Try it:
What do the lines say from the start of the entries through the one containing "call observer should"? Repeat them exactly.

Provided data:
PR #3341, opened 2019-11-01
Fix termination of observations of concurrent capture

hevrard:
This is a fixed version of 0b0ceed9900d9f6231de6b4162f0abecdcedf235,
which was reverted in 5effe3537faaa83492f1728098ff937914fd85a4.

This change adds the necessary checks for CallObserver of
"@threadsafe" commands to know if they have to keep on observing after
the actual driver call.

When capturing multithreaded applications, a thread may emit a command
which ends the capture, while other threads have threadsafe commands
in-flight. We add a CallObsever::reenter() function to check whether
observations should keep on happening when an observer re-enters after
a driver call.

A CallObserver caches whether it should trace or not in its
mShouldTrace field. This field must be set/updated when the
CallObserver enters/reenters. Any modification that impact whether a
call observer should trace or not should be guarded by the Spy
lock. Because of this:

 - the SpyBase::lock() argument of type CallObserver is removed as we
   do need to acquire this lock *before* the creation of the call
   observer, where mShouldTrace is set.

 - in Spy::onPostFrameBoundary(), set_suspended() is called *before*
   the spy lock is released in exit().

Google bug: b/141847511

### DIFF
--- a/gapii/cc/call_observer.cpp
+++ b/gapii/cc/call_observer.cpp
@@ -132,7 +132,7 @@ void CallObserver::encode(const ::google::protobuf::Message* cmd) {
   encoder()->object(cmd);
 }
 
-void CallObserver::reenter() {
+void CallObserver::resume() {
   if (!mShouldTrace) {
     // This observer was disabled from the start of the command, nothing to do.
     return;
--- a/gapii/cc/call_observer.cpp
+++ b/gapii/cc/call_observer.cpp
@@ -132,6 +132,21 @@ void CallObserver::encode(const ::google::protobuf::Message* cmd) {
   encoder()->object(cmd);
 }
 
+void CallObserver::reenter() {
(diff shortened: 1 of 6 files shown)


gapii/cc/call_observer.cpp
```diff
@@ -132,6 +132,21 @@ void CallObserver::encode(const ::google::protobuf::Message* cmd) {
   encoder()->object(cmd);
 }
 
+void CallObserver::reenter() {
```
purvisa-at-google-com: The name of this function made me think we were doing something with reentrancy in the observer. Sugguest changing to resumeObservation, finishObservation, or something similar.

hevrard: Good point, I renamed to `resume()` to stay homogeneous with other methods names of this class (enter(), exit()).

PR #144, opened 2016-11-11
Introduce --with-system-zip configure flag to use system zip (minizip)

Polynomial-C:
if available.


bearoso:
I can understand the motive behind this and see no reason not to include it.

PR #148, opened 2016-11-15
Add cortex-a53 to libretro Makefile

loganmc10:


loganmc10:
The Raspberry Pi 3 has a Cortex A53 processor so this adds support for that

PR #149, opened 2016-11-15
Add Android (arm) build to libretro makefile

loganmc10:


loganmc10:
this allows the core to be built with the standalone toolchain like this:

```
platform=android make
```

PR #156, opened 2016-12-08
Are you interested in adding the debian directory for deb packages?

qwIvan:


bearoso:
I was told in the past to explicitly NOT do a debian directory by debian maintainers. It was there before and I removed it. Seems they want to do it themselves.

PR #160, opened 2016-12-28
[BS-X] Satellaview Signal Data support

LuigiBlood:
Adds a new folder called "SatData" which contains BSX????-???.bin files, which contains signal data downloaded to the Satellaview base unit registers.
Allows more Satellaview games to work with the right files (should we include such files in there?)

**Only works on Windows for now.**

Unix support could easily be done but I don't have a Linux VM or anything to test with so I didn't make any changes for that.
Mac OS support: I have no clue how that even works.
Libretro support: Seems the folder support isn't really the same so something needs to be done about that.


LuigiBlood:
So I was hoping to talk to devs here for a while and talk about those changes and how should things be done because I'd like to have code everyone could be happy with...

OV2:
Sadly I have almost no experience with Satellaview games and their data. I think we could put the data in the BIOS_DIR, but I also have no problem with the new folder type.
Do different games need different files?

display.h
```diff
@@ -207,7 +207,8 @@ enum s9x_getdirtype
 	IPS_DIR,
 	BIOS_DIR,
 	LOG_DIR,
-	LAST_DIR
+	LAST_DIR,
```
OV2: LAST_DIR should always be the last entry in the list, it is just a marker for the end of the enum.

LuigiBlood: ...I don't even remember why I did this to begin with. I probably did it a little too quick.

LuigiBlood:
I don't want to clutter the BIOS DIR with Satellaview files. And it's not BIOS stuff anyway.
And no, different games shouldn't need different files.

Solution below:
PR #3341, opened 2019-11-01
Fix termination of observations of concurrent capture

hevrard:
This is a fixed version of 0b0ceed9900d9f6231de6b4162f0abecdcedf235,
which was reverted in 5effe3537faaa83492f1728098ff937914fd85a4.

This change adds the necessary checks for CallObserver of
"@threadsafe" commands to know if they have to keep on observing after
the actual driver call.

When capturing multithreaded applications, a thread may emit a command
which ends the capture, while other threads have threadsafe commands
in-flight. We add a CallObsever::reenter() function to check whether
observations should keep on happening when an observer re-enters after
a driver call.

A CallObserver caches whether it should trace or not in its
mShouldTrace field. This field must be set/updated when the
CallObserver enters/reenters. Any modification that impact whether a
call observer should trace or not should be guarded by the Spy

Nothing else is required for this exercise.